Nach 12 Jahre habe ich es als Faktensammler am 19.06.2014 zu Teilerfolgen gebracht. So wurde mein rechtswidriges Hausverbot aufgehoben und rückwirkend bis 2002 wurde mir eine Unfallrente als "Spatz in der Hand" zugestanden.

 

Jedoch eine Rentennachzahlung mit Zinsbescheid, die mir nach Recht und Gesetz zusteht, habe ich bisher nicht erhalten. Vor diesem Hintergrund wird auch Betrug ableitbar.

 

Am 23.06.2015 kam es zu einem weiteren Erfolg und rückwirkend bis 2002 habe ich eine Nachzahlung erhalten weil die BGHW meine Rente unrichtig ermittelte. Damit hat sich die BGHW seit 1970 einen rechtswidrigen Vermögensvorteil verschafft.
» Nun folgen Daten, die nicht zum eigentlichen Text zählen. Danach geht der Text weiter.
PR #3714, opened 2023-03-31
Rewrites getAvailableTrickAttackChar to remove expensive trig operations

GravenImageRD:
**_I affirm:_**

Rewrites getAvailableTrickAttackChar to remove expensive trig operations by converting to Diamond Angles and comparing angles between potential partners and the TA user. Additionally makes sure to pick the viable TA partner closest to mob instead of the first viable TA partner found. Currently the value is set to about +/-2 degrees which from my testing felt like the "must be in a straight line" expectation from retail and called out on wikis.

1. Find a mob
2. Summon a Trust
3. Fight mob
4. Put the Trust between you and the mob
5. Use Trick Attack

### DIFF
--- a/src/map/utils/battleutils.cpp
+++ b/src/map/utils/battleutils.cpp
@@ -4225,19 +4225,14 @@ namespace battleutils
     }
 
     /*
-     * Find if any party members are in position for trick attack.  Do this by making a narrow triangle:
-     *  one endpoint at the mob, and the other two endpoints being equidistant from the TA user, perpendicular to
-     *  the line between the mob and the TA user.  Find the slope of the line between the TA user and the mob, and
-     *  decide whether to use x or z as the dependent variable (to avoid big numbers and divide by 0 errors on
-     *  vertical slopes).  Using this slope, we can find the angle of the perpendicular line to the x or z line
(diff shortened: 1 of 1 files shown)


zach2good:
> expensive trig operations

Can you provide before/after profiles of this, please?

EDIT: This should still be up to date: https://github.com/LandSandBoat/server/wiki/Performance-Profiling-with-Tracy

zach2good:
Implementation looks good though 👍

GravenImageRD:
Glad you had me check perf more closely. While calculating a single diamond angle is faster than the atans + cos + sin being used in the current implementation, switching to angle comparisons potentially requiring multiple diamond angle calculations ended up costing more than the current slope checking method in the worst case (several possible TA targets closer to the mob than the user). I also vastly underestimated how much faster trig operations have gotten since the last time I used them in C++, which was probably ten years ago now. 😆 Not too proud to admit when I've been bested, and it was nice digging into some math heavy coding after such a long time. Will close this PR since the crux of it is unnecessary, and will put up a simpler PR that just adds the logic to make sure TA is picking the valid partner closest to the mob instead of the first one found.

PR #3716, opened 2023-04-01
Patch minor exploit opened by module.

TeoTwawki:
Also change message type to warning to match other exploit checks.

**_I affirm:_**

prevents using addons to bypass restrictions on what zone the AH menu can open in.

1. Enable the pagination module
2. on a non-gm character, load ahgo in ashita
3. `/ah` and buy something. it should hang and eventually die. before this change it would succeed.

### DIFF
--- a/modules/custom/cpp/ah_pagination.cpp
+++ b/modules/custom/cpp/ah_pagination.cpp
@@ -35,6 +35,12 @@ class AHPaginationModule : public CPPModule
         {
             TracyZoneScoped;
 
+            if (PChar->m_GMlevel == 0 && !PChar->loc.zone->CanUseMisc(MISC_AH))
+            {
+                ShowWarning("%s is trying to use the auction house in a disallowed zone [%s]", PChar->GetName(), PChar->loc.zone->GetName());
+                return;
+            }
+
             // Only intercept for action 0x05: Open List Of Sales / Wait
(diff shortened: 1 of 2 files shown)


WinterSolstice8 (approved):

modules/custom/cpp/ah_pagination.cpp
```diff
@@ -35,6 +35,12 @@ class AHPaginationModule : public CPPModule
         {
             TracyZoneScoped;
 
+            if (PChar->m_GMlevel == 0 && !PChar->loc.zone->CanUseMisc(MISC_AH))
```
ghost, line 38: Could be a good idea to do a distance check to AH counters to verify the player isn't accessing the AH from across the zone.

TeoTwawki: been thinking on how we'd approach that. in the packet system here we don't have the npc object to check against, in lua land we ***could*** set trigger areas around them in a manner similar to what is done for the "Flyers for Regine" quest but that's beyond the scope of what I intend for the pr, which is to make it the same regardless of modules.

I think I'd like to see triggerAreas improved on 1st. Right now they require preset numbered entries. I'd like to be able to dynamically create and destroy them and use non numbered index entry, then we could have the npc create them at spawn time, instead of in zone init, and without fear of index collisions

PR #3728, opened 2023-04-03
[Quest] Converts DRG flag and AF1-3 to Interaction Framework

hooksta4:
**_I affirm:_**

Converts the following quests to IF.
The Holy Crest - https://ffxiclopedia.fandom.com/wiki/The_Holy_Crest - https://www.youtube.com/watch?v=J3FI4IK3ZU4
A Craftmans Work - https://ffxiclopedia.fandom.com/wiki/A_Craftsman%27s_Work - https://www.youtube.com/watch?v=4zPw_9mV9d8
Chasing Quotas - https://ffxiclopedia.fandom.com/wiki/Chasing_Quotas - https://www.youtube.com/watch?v=wDdGUSfKW4M
Knight Stalker - https://ffxiclopedia.fandom.com/wiki/Knight_Stalker - https://www.youtube.com/watch?v=vUPuL-Bs6vc

Removes individual lines pertaining to quests from NPC's. 
Added proper textID's based on retail captures
Moved default responses to appropriate defaultActions files

Removed useless vars checks that won't apply using framework. (theHolyCrestCheck) as an example. 

The associated quests such as Trouble at the sluice are already converted on ASB - will need to cherry pick those, if desired. 

Steps are located in the comments in each of the quest lua's. 

Individuals who are currently running a live server will need to run the following to convert old variables to the interaction framework. However, use with caution I assume no liability for errors or countless hours of your GM's trying to fix thing. However, it is very easy to following along with using the framework. 

UPDATE char_vars SET varname = 'Quest[0][93]Prog' WHERE varname = "TheHolyCrest_Event";

UPDATE char_vars SET varname = 'Quest[0][94]csSeen WHERE varname = "has_seen_drgaf1_quest_already";
UPDATE char_vars SET varname = 'Quest[0][94]Prog WHERE varname = "aCraftsmanWork";
UPDATE char_vars SET varname = 'Quest[0][94]nmKilled WHERE varname = "Decurio_I_IIIKilled";

UPDATE char_vars SET varname = 'Quest[0][95]csSeen WHERE varname = "ChasingQuotas_No";
UPDATE char_vars SET varname = 'Quest[0][95]Timer WHERE varname = "ChasingQuotas_date";
UPDATE char_vars SET varname = 'Quest[0][95]nmKilled WHERE varname = "SturmtigerKilled";
UPDATE char_vars SET varname = 'Quest[0][95]Prog WHERE varname = "ChasingQuotas_Progress";

UPDATE char_vars SET varname = 'Quest[0][96]Prog WHERE varname = "KnightStalker_Progress";
UPDATE char_vars SET varname = 'Quest[0][96]Timer WHERE varname = "ChasingQuotas_Progress";
UPDATE char_vars SET varname = 'Quest[0][96]nmKilled WHERE varname = "KnightStalker_Kill";


scripts/quests/sandoria/DRG_AF1_A_Craftmans_Work.lua
```diff
@@ -0,0 +1,133 @@
...
+                    end
+                end,
+            },
+
+            onEventFinish =
+            {
+                [73] = function(player, csid, option, npc)
+                    if option == 1 then
+                        quest:begin(player)
+                        quest:setVar(player, 'Prog', 1)
```
Xaver-DaRed, line 55: Overall, this quest structure looks good.
However, I don't think you need to set the prog variable to 1 in here, since this is it's own section.
You could get away with just setting it to 1 when killing the nm

Less variable handling = less chances to screw up, if you know what I mean

scripts/quests/sandoria/DRG_AF1_A_Craftmans_Work.lua
```diff
@@ -0,0 +1,133 @@
...
+        end,
+
+        [xi.zone.NORTHERN_SAN_DORIA] =
+        {
+            ['Miaux'] =
+            {
+                onTrigger = function(player, npc)
+                    if player:getVar("Quest[0][94]csSeen") == 0 then
+                        return quest:progressEvent(73)
+                    elseif player:getVar("Quest[0][94]csSeen") == 1 then --Declined First Offering.
```
Xaver-DaRed: I think you could just use `quest:getVar(player, 'csSeen')` here since we are checking for a varable for this very quest.

Actually, I dont think `player:getVar()` would work, it would be `player:getCharVar()`

scripts/quests/sandoria/DRG_AF1_A_Craftmans_Work.lua
```diff
@@ -0,0 +1,133 @@
...
+                    end
+                end,
+            },
+
+            ['Decurio_I-III'] =
+            {
+                onMobDeath = function(mob, player, optParams)
+                    if quest:getVar(player, 'Prog') == 1 then
+                        quest:setVar(player, 'nmKilled', 1)
+                    end
```
Xaver-DaRed, line 126: So, we are using 3 variables in this quest. We could get away with just using 1 to track the whole progression.

We have to think that players leave quests unfinished. Long term, the less variables used = less variables left living in the database.

So it's more of a "good practice" thing, than a matter of it being wrong.

scripts/quests/sandoria/DRG_AF2_Chasing_Quotas.lua
```diff
@@ -0,0 +1,272 @@
...
+                        quest:setVar(player, 'csSeen', 1) -- Declined First Offering.
+                    end
+                end,
+
+                [18] = function(player, csid, option, npc)
+                    if option == 1 then -- Accept quest.
+                        quest:begin(player)
+                        quest:setVar(player, 'csSeen', 0)
+                    else
+                        quest:setVar(player, 'csSeen', 1)
```
Xaver-DaRed, line 86: Same things I said about the first quest apply in this one too.

- `quest:getVar(player, 'csSeen')` instead of `player:getVar("Quest[0][95]csSeen")`
- In this case, I see a timer variable, so we cant get away with just 1 progression variable. Probably

scripts/quests/sandoria/DRG_AF2_Chasing_Quotas.lua
```diff
@@ -0,0 +1,272 @@
...
+
+        [xi.zone.PORT_SAN_DORIA] =
+        {
+            ['Ceraulian'] =
+            {
+                onTrigger = function(player, npc)
+                    local questProgress = quest:getVar(player, 'Prog')
+
+                    if questProgress == 1 then
+                        if player:getCharVar("Timer") > os.time() then
```
Xaver-DaRed: This variable is set as a quest variable, so it WILL have a quest ID identifier in it's name.

So, basicaly, we are not checking for the correct variable. Would be fixed easily via `quest:getVar(player, 'Timer')`

scripts/quests/sandoria/DRG_AF2_Chasing_Quotas.lua
```diff
@@ -0,0 +1,272 @@
...
+                            return quest:progressEvent(7)
+                        end
+                    elseif questProgress == 2 then
+                        return quest:progressEvent(8)
+                    elseif questProgress == 3 then
+                        return quest:progressEvent(6)
+                    elseif questProgress == 4 or questProgress == 5 then
+                        return quest:progressEvent(9)
+                    elseif questProgress == 6 then
+                        return quest:progressEvent(15)
```
Xaver-DaRed, line 119: Another thing to note:

We reguarly reserve `:progressEvent` for the important events that actually progress the quest and use `:event` for the temporal dialog changes that don't actually do anything/aren't important.

The reson for this is that this npc may, or may not, be involved in other quests/missions.

`:progressEvent` will ALWAYS take priority over `:event` meaning we will never "block" any other quest or mission progression. Not really retail accurate, since retail DOES block progression in certain cases, but this falls into "be better than retail, let's not randomly make players think they did something wrong when they didnt"

scripts/quests/sandoria/DRG_AF1_A_Craftmans_Work.lua
KnowOne134: xi.quest.getVar(ares, quest, 'name')

scripts/quests/sandoria/DRG_AF1_A_Craftmans_Work.lua
KnowOne134: Like changing it to use setBit()

scripts/quests/sandoria/DRG_AF2_Chasing_Quotas.lua
KnowOne134: If it needs an override because it's important van use event():importantOnce()

scripts/quests/sandoria/DRG_AF1_A_Craftmans_Work.lua
hooksta4: the rationale for keeping the vars where they are at is because the previous writers had them setup that way. While I understand it may not be primary concern, those that have a player base and pull this will have a hell of a time comparing vars to where they are. With the above sql commands, those server owners can change the varnames and the progress is left the same.

scripts/quests/sandoria/DRG_AF1_A_Craftmans_Work.lua
hooksta4: good point - i was under the impression when I started this that it wouldnt call them but made the updates.

scripts/quests/sandoria/DRG_AF1_A_Craftmans_Work.lua
hooksta4: Understood - i went back and forth on trimming the fat but again, opted to go with what previous vars were set at on the conversion instead of a complete rewrite.

scripts/quests/sandoria/DRG_AF2_Chasing_Quotas.lua
hooksta4: Indeed, i usually mix up a couple - if it has an eventFinish then its a progressEvent otherwise, tis event.

Thanks for the feedback - made the appropriate changes.

PR #5456, opened 2024-04-18
[LUA] Modified Ranged Trust, Rahal, and Tenzen behavior. Added Stealth Shot, Empyreal Arrow (Najelith)

Thayos:
**_I affirm:_**

Modifies Ranged trust behavior as well as Rahal and Tenzen to be close to retail like. Also, added Stealth Shot into abilities and Empyreal Arrow for Najelith.

Elvira requires database mob_pools ID 5941 change for weapon skill type and delay to match her gun delay.

### DIFF
--- a/src/map/utils/fishingutils.cpp
+++ b/src/map/utils/fishingutils.cpp
@@ -1361,17 +1361,24 @@ namespace fishingutils
                 return false;
             }
 
-            if (PChar->hookedFish->successtype != FISHINGSUCCESSTYPE_CATCHITEM)
+            if (PChar->hookedFish == nullptr)
             {
-                if (PBait->getQuantity() == 1)
+                ShowWarning("PChar->hookedFish was null.");
+            }
+            else
+            {
+                if (PChar->hookedFish->successtype != FISHINGSUCCESSTYPE_CATCHITEM)
                 {
-                    charutils::UnequipItem(PChar, SLOT_AMMO, false);
-                }
-                charutils::UpdateItem(PChar, PBait->getLocationID(), PBait->getSlotID(), -1);
+                    if (PBait->getQuantity() == 1)
+                    {
+                        charutils::UnequipItem(PChar, SLOT_AMMO, false);
+                    }
+                    charutils::UpdateItem(PChar, PBait->getLocationID(), PBait->getSlotID(), -1);
 
-                if (SendUpdate)
-                {
-                    PChar->pushPacket<CInventoryFinishPacket>();
+                    if (SendUpdate)
+                    {
+                        PChar->pushPacket<CInventoryFinishPacket>();
+                    }
                 }
             }
         }


scripts/actions/spells/trust/tenzen_ii.lua
```diff
@@ -13,6 +13,16 @@ end
 
 spellObject.onMobSpawn = function(mob)
     xi.trust.message(mob, xi.trust.messageOffset.SPAWN)
+	
+	mob:addSimpleGambit(ai.t.TARGET, ai.c.ALWAYS, 0, ai.r.RATTACK, 0, 0)
+
+    mob:setAutoAttackEnabled(true)
+	
+	mob:addMod(xi.mod.STORETP, 95)
```
TeoTwawki: No. Absolutely no. See #4930 which I took over from Carver because SE pulled BS with his STP gains. it is NOT a single static value to fix it.

TeoTwawki: His Tp per shot changes at exactly the levels that a samurai woudl gain the next store tp Trait, hoever there is no delay value that is consistent with his TP gains when combined with Store TP. Somebody at SE made it up. This ironically penalizes his TP gains before the final tier of STP, because Semih Lefana will get that exact same value at lower levels. Its like they punished him for being a Samurai.

Xaver-DaRed: Comparing both Tenzen II scripts, from both PRs, they look nothing like each other.
yours -> them
Auto attack true -> Auto attack false
Trust distance mid range -> Trust distance long range
TP opener random -> TP opener Highest

I have to ask, did you get the info from retail, Thayos?
Couse some1has to be wrong here

TeoTwawki: I was working off carver's and comparing with my live retail account. H e was mostly behaving right but teh TOP gains per ranged shot were just wrong.

To get His TP gains retail accurate I basically need some kind of override to set a specific amount of TP per ranged attack based on his level: it changes at the exact levels he would gain the store TP trait, but retail testing (BY ME) shows there is no valid delay rating that would result in correct amount of TP when factoring in storeTP. Bets bet would be zero his TP gains and then literally just do a conditional for his level and call `addTP()`

TeoTwawki: He and Semi also have much shorter delays than their TP gains would indicate, btw. Our implementation of Joachim's throw is also wrong, which i think was the basis for carver's Tenzen II script.

tl;dr ranged attacker trusts need some special handling and a total do-over

scripts/actions/spells/trust/tenzen_ii.lua
```diff
@@ -13,6 +13,16 @@ end
 
 spellObject.onMobSpawn = function(mob)
     xi.trust.message(mob, xi.trust.messageOffset.SPAWN)
+	
+	mob:addSimpleGambit(ai.t.TARGET, ai.c.ALWAYS, 0, ai.r.RATTACK, 0, 0)
```
TeoTwawki: this should (usually) be off for ranged-only attackers or else they will additionally do an un-animated melee attack when in range for it.

scripts/actions/spells/trust/tenzen_ii.lua
Thayos: > Comparing both Tenzen II scripts, from both PRs, they look nothing like each other. yours -> them Auto attack true -> Auto attack false Trust distance mid range -> Trust distance long range TP opener random -> TP opener Highest
> 
> I have to ask, did you get the info from retail, Thayos? Couse some1has to be wrong here

I pulled all my information from Bg-wiki trust page. https://www.bg-wiki.com/ffxi/BGWiki:Trusts#Tenzen_II

TeoTwawki: > Only uses his weaponskill to open skillchains when another party member has 1000 TP. Will wait at 3000 TP indefinitely if no other party members gain TP.

TeoTwawki: BG doesn't specify what rules for -who- he opens for, just that somebody has to be > 1000

Thayos: > I was working off carver's and comparing with my live retail account. H e was mostly behaving right but teh TOP gains per ranged shot were just wrong.
> 
> To get His TP gains retail accurate I basically need some kind of override to set a specific amount of TP per ranged attack based on his level: it changes at the exact levels he would gain the store TP trait, but retail testing (BY ME) shows there is no valid delay rating that would result in correct amount of TP when factoring in storeTP. Bets bet would be zero his TP gains and then literally just do a conditional for his level and call `addTP()`

I'll look into what I can do specifically for this without affecting other ranged attackers.

TeoTwawki: sorry for multi-posting:

presumably, as soon as somebody hits 1k he's gonna go immediately, but we can double check that easy enough

TeoTwawki: > I'll look into what I can do specifically for this without affecting other ranged attackers.

if you can manage getting him retail accurate, awesome. if not just don't even try to fix his TP gain for now, leave out STP mods in script he already would be getting traits from job  and SE did something crazy with trust TP gains on ranged attackers in general - none of them match their actual delays as seen in game. they all get far more tp than their delay indicated.

I spent a solid week testing him on retail and various levels and trying to math out how much STP it'd take at his observed delay, along with all the other ranged trusts. every last one.

Thayos: > His Tp per shot changes at exactly the levels that a samurai woudl gain the next store tp Trait, hoever there is no delay value that is consistent with his TP gains when combined with Store TP. Somebody at SE made it up. This ironically penalizes his TP gains before the final tier of STP, because Semih Lefana will get that exact same value at lower levels. Its like they punished him for being a Samurai.

This was an oversight as I didn't test at incremental levels. Will adjust testing practices prior to future PRs.

TeoTwawki: at least Tenzen is the only one with variable TP gains. If he were real he'd probably be opening support tickets asking why he was being nerfed for no reason and wishing he leveled war instead.

Thayos: The short answer would be, make him not samurai but that's not the right answer lol

scripts/actions/spells/trust/elivira.lua
```diff
@@ -13,6 +13,26 @@ end
...
     xi.trust.message(mob, xi.trust.messageOffset.SPAWN)
+	
+		mob:addSimpleGambit(ai.t.SELF, ai.c.NOT_STATUS, xi.effect.BARRAGE,
+                        ai.r.JA, ai.s.SPECIFIC, xi.ja.BARRAGE)
+						
+		mob:addSimpleGambit(ai.t.SELF, ai.c.NOT_STATUS, xi.effect.BERSERK,
+                        ai.r.JA, ai.s.SPECIFIC, xi.ja.BERSERK)
+	
+		mob:addSimpleGambit(ai.t.SELF, ai.c.NOT_STATUS, xi.effect.DOUBLE_SHOT,
+                        ai.r.JA, ai.s.SPECIFIC, xi.ja.DOUBLE_SHOT)
```
zach2good: Not correctly alligned

scripts/actions/spells/trust/elivira.lua
```diff
@@ -13,6 +13,26 @@ end
...
+	
+	mob:addSimpleGambit(ai.t.SELF, ai.c.NOT_STATUS, xi.effect.DECOY_SHOT,
+                        ai.r.JA, ai.s.SPECIFIC, xi.ja.DECOY_SHOT)
+
+	mob:addSimpleGambit(ai.t.TARGET, ai.c.ALWAYS, 0, ai.r.RATTACK, 0, 0)
+
+    mob:setAutoAttackEnabled(true)
+	
+	mob:setMobMod(xi.mobMod.TRUST_DISTANCE, xi.trust.movementType.NO_MOVE)
```
zach2good: So I'm reading this right: She'll spawn, she'll spam RA, she won't move, and if a mob gets close to her she won't reposition and she'll start meleeing? 

What happens on retail? I've never used her I don't think

scripts/actions/spells/trust/makki-chebukki.lua
```diff
@@ -13,7 +13,33 @@ end
 
 spellObject.onMobSpawn = function(mob)
     xi.trust.message(mob, xi.trust.messageOffset.SPAWN)
```
zach2good: This trust has chat lines: https://ffxiclopedia.fandom.com/wiki/Trust:_Makki-Chebukki

scripts/actions/spells/trust/rahal.lua
```diff
@@ -12,7 +12,30 @@ spellObject.onSpellCast = function(caster, target, spell)
 end
 
 spellObject.onMobSpawn = function(mob)
-    xi.trust.message(mob, xi.trust.messageOffset.SPAWN)
+    xi.trust.teamworkMessage(mob, {
```
zach2good: This trust has more chat lines than this: https://ffxiclopedia.fandom.com/wiki/Trust:_Rahal

scripts/actions/spells/trust/tenzen_ii.lua
```diff
@@ -13,6 +13,16 @@ end
 
 spellObject.onMobSpawn = function(mob)
     xi.trust.message(mob, xi.trust.messageOffset.SPAWN)
```
zach2good: This trust has chat lines: https://ffxiclopedia.fandom.com/wiki/Trust:_Tenzen_II

zach2good (commented):
It's been a long time, but you can use this: https://github.com/LandSandBoat/server/blob/base/scripts/globals/trust.lua#L439

To dump a trust's possible messages to see if they have additional synergy voice lines etc. it's a better resource than just using the wikis or exhaustively testing on retail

Sogleich wurde offensichtlich, die BGHW und das Sozialgericht Bremen haben am 19.06.1968 mit dem rechtskräftigen und ausgefertigtem Urteil, einen Vergleich vorgespiegelt und damit der BGHW einen rechtswidrigen Vermögensvorteil verschafft.

 

Vor diesem Hintergrund wird Betrug und die Zusammenarbeit zwischen dem Gericht und der BGHW ableitbar. 

 

Jetzt ist das Ende der Fahnenstange erreicht und der erste Schritt zur Petition wurde am 22.03.2017 gemacht, damit die wahre Sach- und Rechtslage vollständig zur Niederschrift kommt und auch dokumentieren soll, ob meine Wertungen begründet sind. Die Petition wird nun an den Senator für Justiz gerichtet.